**TASK**
Below are the records; how many of their lines contain "event"? Reply only with that figure.

+--

PR #1181, opened 2018-01-14
[Fire Mage] Cinderstorm Support

Sharrq:
Added support for Cinderstorm Talent


src/Parser/Mage/Fire/Modules/Features/Cinderstorm.js
```diff
@@ -0,0 +1,107 @@
...
+  get missedCinders() {
+    return this.totalCinders - this.totalHits;
+  }
+
+  get missedCindersPercent() {
+    return this.missedCinders / this.totalCinders;
+  }
+
+  get averageHitsPerCast() {
+    return 6 - ((this.totalHits / 6) / (this.totalCinders / 6));
```
kfinch: I don't understand how this could be the correct calculation.

Lets take a simple example: you cast Cinderstorm once and completely miss. This calculation is then `6 - ((0 / 6) - (6 / 6)) === 6 - (0 / 6) === 6` ... that seems obviously incorrect. Wouldn't the right calculation be much simpler, something like `this.totalHits / this.abilityTracker.getAbility(SPELLS.CINDERSTORM_TALENT.id).casts` ?

src/Parser/Mage/Fire/Modules/Features/Cinderstorm.js
```diff
@@ -0,0 +1,107 @@
...
+    this.castTimestamp = event.timestamp;
+    this.cinderHits = 0;
+  }
+
+  on_byPlayer_damage(event) {
+    const spellId = event.ability.guid;
+    if (spellId !== SPELLS.CINDERSTORM_DAMAGE.id) {
+      return;
+    }
+    if (this.castTimestamp - event.timestamp < DAMAGE_WINDOW_MS && this.cinderHits < 6) {
```
kfinch: Why are you capping hits per cast at 6? When engaging multiple targets each cinder can strike more than once, allowing the possibility of well over 6 hits per cast. I assume this is to avoid showing an over 100% hit rate during AoE, but I think capping like this is a very misguided choice. In fact, my understanding is that the main reason one even specs for Cinderstorm is for AoE encounters. When I've played Fire in the past and specced Cinderstorm, the stat I was most interested in was how effectively I AoE'd with it.

src/Parser/Mage/Fire/Modules/Features/Cinderstorm.js
Sharrq: yea i was overthinking it and still got it wrong. ill fix it.

src/Parser/Mage/Fire/Modules/Features/Cinderstorm.js
Sharrq: So originally i was only counting the cinders that hit the target, but Cinderstorm has no target. So i was going to use the Hit % for the statistic, but i didnt want a Hit % of over 100% cause that would just be weird, so i capped it at 6. But then I decided that Hits per Cast worked a lot better and wouldnt be awkward if the average was like 8 per cast ... but then i forgot to uncap the hits.

Sharrq:
Made the changes and got rid of some stuff that wasnt needed since focusing more on hits per cast instead of missed/hit %

src/Parser/Mage/Fire/Modules/Features/Cinderstorm.js
```diff
@@ -0,0 +1,71 @@
...
+    return this.cinderHits / this.abilityTracker.getAbility(SPELLS.CINDERSTORM_TALENT.id).casts;
+  }
+
+  get suggestionThreshold() {
+    return {
+      actual: this.averageHitsPerCast,
+      isLessThan: {
+        minor: 6,
+        average: 5.7,
+        major: 5.4,
```
kfinch: This seems like a really narrow window of thresholds IMO. This is saying that always getting 6 is no issue, but getting a mix of 5s and 6s could potentially be a major issue. Getting 9 perfect hits and 1 miss is a major issue.

I dunno how much you've played with Cinderstorm, but it's really hard and sometimes up to chance if you can actually hit with all 6 cinders. My opinion is this should be spaced out more.

Sharrq:
I can widen it a little, I just made it that narrow because my understanding from the mage discord is that the only way the talent is useful is if you hit every cinder and if every cinder hits every mob. The average is the equivalent of 95% and the major is the equivalent of 90%.

Maybe I can do 95, 90, 80

kfinch:
Hmm, yeah I could easily be behind the times. Clearly you should make the minor threshold at 10 targets hit, because it's only useful in AoE! (I'm joking)

Sharrq:
i made the change to the suggestion thresholds, so it should be good now once travis finishes

PR #1183, opened 2018-01-14
[resto druid] Fixed some minor issues in RejuvenationAttributor and Tearstone

kfinch:
In RejuvenationAttributor, fixed an issue where procs that happen at around the timestamp as a PotA consumption could be spuriously attributed to PotA.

+--

**EXERCISE SOLUTION**
4